Pre-Implantation Genetic Testing

PGT-M

Treatment using Pre-Implantation Genetic Testing for Monogenic Disease (PGT-M) is suitable for patients where:

There is a known gene mutation causative of a condition (e.g. cystic fibrosis, sickle-cell disease, cancer risk genes, etc etc)
There is a known potential risk (e.g. Huntington’s disease)

What is it?

PGT-M involves us growing embryos to the blastocyst stage as described for fertility patient treatment. Once at this stage we use the latest technology to remove only a few cells, having no effect on the future health of a potential child, and can genetically test these cells. All PGT-M occurs under an HFEA licence and can only be for severe and debilitating conditions.

How do I get this?

For PGT-M we expect you, or your GP, to refer you via a genetics service with your genetic diagnosis. We are UK leaders in this treatment and will be happy to discuss this with you in more detail.

How successful is it?

Success rates depend on a number of factors, but most importantly the women’s age. The chance does not improve as each hurdle in the process is overcome; therefore, it is helpful to know what the success rate is after egg collection and embryo transfer. We regularly update success rates, so ask for our latest results. 

PGT-SR 

Treatment using Pre-Implantation Genetic Testing for Structural Rearrangements (PGT-SR) is suitable for patients where:

There is a known chromosome translocation/rearrangement (usually reciprocal or Robertsonian)

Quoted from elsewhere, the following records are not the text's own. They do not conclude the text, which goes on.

PR #573, opened 2020-02-04
Github Workflows / Actions

abyrd:
This builds R5 via Github Workflows instead of Travis CI.


trevorgerhardt:
Have you considered using https://github.com/features/packages instead of our own S3 bucket?

abyrd:
> Have you considered using https://github.com/features/packages instead of our own S3 bucket?

That does look promising, will check it out.

PR #576, opened 2020-02-08
Multi cutoff

abyrd:
This adds the ability to compute multiple cutoffs at once. This has been tested on staging and when computing single cutoffs, results exactly match previous versions. When computing multiple cutoffs at once accessibility is slightly lower than in previous version for cutoffs below the maximum cutoff. That is currently considered an experimental feature though, and fixes will be applied as work continues.

I would just like to get this branch merged into R5 dev so we can include it in a release, which will then be a dependency of analysis-backend.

Translocations are often a cause of recurrent miscarriage and are also found at increasing levels in men with very low sperm counts or azoospermia. An individual may often not realise or know they have a translocation until they have a reproductive issue as it usually has no other effect on health.

What is it?

PGT-SR involves us growing embryos to the blastocyst stage as described for fertility patient treatment. Once at this stage we use the latest technology to remove only a few cells, having no effect on the future health of a potential child, and can genetically test these cells. All PGT-SR occurs under an HFEA licence that covers all types of Chromosomal rearrangement. 

How do I get this?

For PGT-SR we expect you will have a diagnosis of carrying a translocation (usually in a ‘balanced’ form). We are UK leaders in this treatment and will be happy to discuss this with you in more detail.

How successful is it?

Success rates depend on a number of factors, but most importantly the women’s age. The chance does not improve as each hurdle in the process is overcome; therefore, it is helpful to know what the success rate is after egg collection and embryo transfer. We regularly update success rates, so ask for our latest results.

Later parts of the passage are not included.